=== ABOUT THIS TASK ===
For this exercise, repeat the listing below from its first line through the line containing "--- a/Fabric.Identity.API/Views/Account/Login.cshtml", exactly as written.

=== DATA SUPPLIED ===

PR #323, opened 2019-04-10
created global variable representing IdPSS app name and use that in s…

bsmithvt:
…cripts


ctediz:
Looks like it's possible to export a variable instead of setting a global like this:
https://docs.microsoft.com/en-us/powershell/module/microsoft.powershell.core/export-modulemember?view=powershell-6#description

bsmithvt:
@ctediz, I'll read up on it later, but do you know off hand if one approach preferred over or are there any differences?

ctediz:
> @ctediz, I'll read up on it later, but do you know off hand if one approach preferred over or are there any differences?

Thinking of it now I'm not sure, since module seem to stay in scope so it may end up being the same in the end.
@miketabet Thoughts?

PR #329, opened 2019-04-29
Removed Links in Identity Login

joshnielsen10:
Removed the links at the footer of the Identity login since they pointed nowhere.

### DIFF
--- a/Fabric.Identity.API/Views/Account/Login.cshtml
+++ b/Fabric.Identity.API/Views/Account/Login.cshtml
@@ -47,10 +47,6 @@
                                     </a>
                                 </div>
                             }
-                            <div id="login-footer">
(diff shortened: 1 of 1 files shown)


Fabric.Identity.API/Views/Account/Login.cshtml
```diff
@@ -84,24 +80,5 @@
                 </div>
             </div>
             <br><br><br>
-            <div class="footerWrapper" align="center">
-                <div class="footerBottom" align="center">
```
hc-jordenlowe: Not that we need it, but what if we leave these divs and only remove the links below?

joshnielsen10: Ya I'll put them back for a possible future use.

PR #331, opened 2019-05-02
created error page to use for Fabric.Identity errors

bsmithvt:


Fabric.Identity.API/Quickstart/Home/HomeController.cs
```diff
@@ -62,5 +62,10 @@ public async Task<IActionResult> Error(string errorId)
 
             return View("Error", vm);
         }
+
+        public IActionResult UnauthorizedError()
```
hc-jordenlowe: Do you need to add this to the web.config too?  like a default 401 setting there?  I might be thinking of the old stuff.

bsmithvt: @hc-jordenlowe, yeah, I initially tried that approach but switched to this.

=== YOUR SOLUTION ===
PR #323, opened 2019-04-10
created global variable representing IdPSS app name and use that in s…

bsmithvt:
…cripts


ctediz:
Looks like it's possible to export a variable instead of setting a global like this:
https://docs.microsoft.com/en-us/powershell/module/microsoft.powershell.core/export-modulemember?view=powershell-6#description

bsmithvt:
@ctediz, I'll read up on it later, but do you know off hand if one approach preferred over or are there any differences?

ctediz:
> @ctediz, I'll read up on it later, but do you know off hand if one approach preferred over or are there any differences?

Thinking of it now I'm not sure, since module seem to stay in scope so it may end up being the same in the end.
@miketabet Thoughts?

PR #329, opened 2019-04-29
Removed Links in Identity Login

joshnielsen10:
Removed the links at the footer of the Identity login since they pointed nowhere.

### DIFF
--- a/Fabric.Identity.API/Views/Account/Login.cshtml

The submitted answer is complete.